An efficient differential evolution algorithm based on orthogonal learning and elites local search mechanisms for numerical optimization

Differential evolution (DE) is an efficient stochastic algorithm for solving global numerical optimization problems. To effectively relieve the stagnation and premature convergence problems in DE, this paper presents an efficient DE variant, abbreviated as OLELS-DE, by designing orthogonal learning and elites local search mechanisms. More specifically, the stagnation or premature convergence phenomenon will be detected by monitoring the best individual's update condition during the evolution, then a population diversity estimation technique is utilized to distinguish between these two conditions empirically.
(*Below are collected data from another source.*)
PR #226, opened 2019-01-12
4.0 RC

andrew-boyarshin:
* Migration wizard (very advanced, try it out yourself!)
* Modernization
* Turn legacy Project2015To2017.Console into stub
* Refactorings under the hood
* Fix mistakes with handling assembly information files
* Make output less noisy by default

### DIFF
--- a/Directory.Build.props
+++ b/Directory.Build.props
@@ -10,7 +10,7 @@
 		<Copyright>Copyright Hans van Bakel</Copyright>
 		<Description>Tool for converting a MSBuild project file to VS2017 format and beyond.</Description>
 		<PackageTags>dotnet csproj fsproj vbproj msbuild conversion vs2015 vs14 vs15 vs2017</PackageTags>
-		<Version>3.0.10</Version>
+		<Version>3.9.0</Version>
 		<AssemblyVersion>3.0.0.0</AssemblyVersion>
 		
 		<!-- SourceLink -->
--- a/Project2015To2017.Console/Program.cs
+++ b/Project2015To2017.Console/Program.cs
@@ -1,11 +1,5 @@
-using System.Collections.Generic;
-using System.Linq;
 using CommandLine;
 using Microsoft.Extensions.Logging;
-using Project2015To2017.Analysis;
-using Project2015To2017.Definition;
-using Project2015To2017.Migrate2017;
-using Project2015To2017.Transforms;
 
 namespace Project2015To2017.Console
 {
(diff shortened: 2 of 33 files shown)


andrew-boyarshin:
Whoops, turns out it is published (as 3.9.0) on NuGet. While I consider it to be stable (non-regressing at least), I think it would be better marked as prerelease.

hvanbakel:
I just unlisted them so we should be fine

andrew-boyarshin:
@mungojam the major part of this PR is Interactive Wizard, but that's only in **.Migrate2017.Tool**, for obvious reasons. The library is improved too, but not as much.

andrew-boyarshin:
I've discovered a few issues. One is related to this PR (missing logger parameter in constructor of the new transform). Others are related to Unix support (paths are still a major issue) in FileTransformation. I'll fix them in next PRs.
Also in my next PR I will remove netstandard1.3 target, since 2.0 is much better and the supported range is only a bit smaller (who even remembers .NET Core 1.x nowadays? Or has 4.5 but doesn't have at least 4.6.1?). Dependencies have bumped their requirements.

Project2015To2017.Console/Program.cs
```diff
@@ -19,67 +13,9 @@ static void Main(string[] args)
...
-				convertedProjects.AddRange(projects);
-			}
-
-			System.Console.Out.Flush();
-
-			foreach (var project in convertedProjects)
-			{
-				analyzer.Analyze(project);
-			}
+			logger.LogError("csproj-to-2017 is obsolete. Use Project2015To2017.Migrate2017.Tool (dotnet migrate-2017).");
```
hvanbakel: Can we include a step by step guide for users? 
So dotnet install...
Dotnet migrate-2017 migrate bla.csproj

That way if they encounter this they don’t need to open a browser but can just run what it says there.

Directory.Build.props
```diff
@@ -10,7 +10,7 @@
 		<Copyright>Copyright Hans van Bakel</Copyright>
 		<Description>Tool for converting a MSBuild project file to VS2017 format and beyond.</Description>
 		<PackageTags>dotnet csproj fsproj vbproj msbuild conversion vs2015 vs14 vs15 vs2017</PackageTags>
-		<Version>3.0.10</Version>
+		<Version>3.9.0</Version>
```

To recover the population's evolution vitality according to the classification results, the enhanced orthogonal learning scheme is employed by selecting two different groups of individuals for constructing the orthogonal experimental design procedure. Moreover, the elites local search method is developed by selecting several well-performing elite individuals based on the Gaussian distribution model to further assist the former orthogonal learning mechanism. This scheme is designed to enhance the exploitation ability by searching the regions around elite individuals. The parameters and strategies in above two mechanisms are designed on the expectation of balancing the local exploitation and global exploration capabilities. The optimization performance of proposed OLELS-DE algorithm is evaluated based on 30 benchmark functions from CEC2014 test suite and is compared with eight state-of-the-art DE variants. As it was anticipated, the incorporation of orthogonal learning and elites local search mechanisms helps OLELS-DE have significantly better or at least comparable performance to the adopted DE competitors.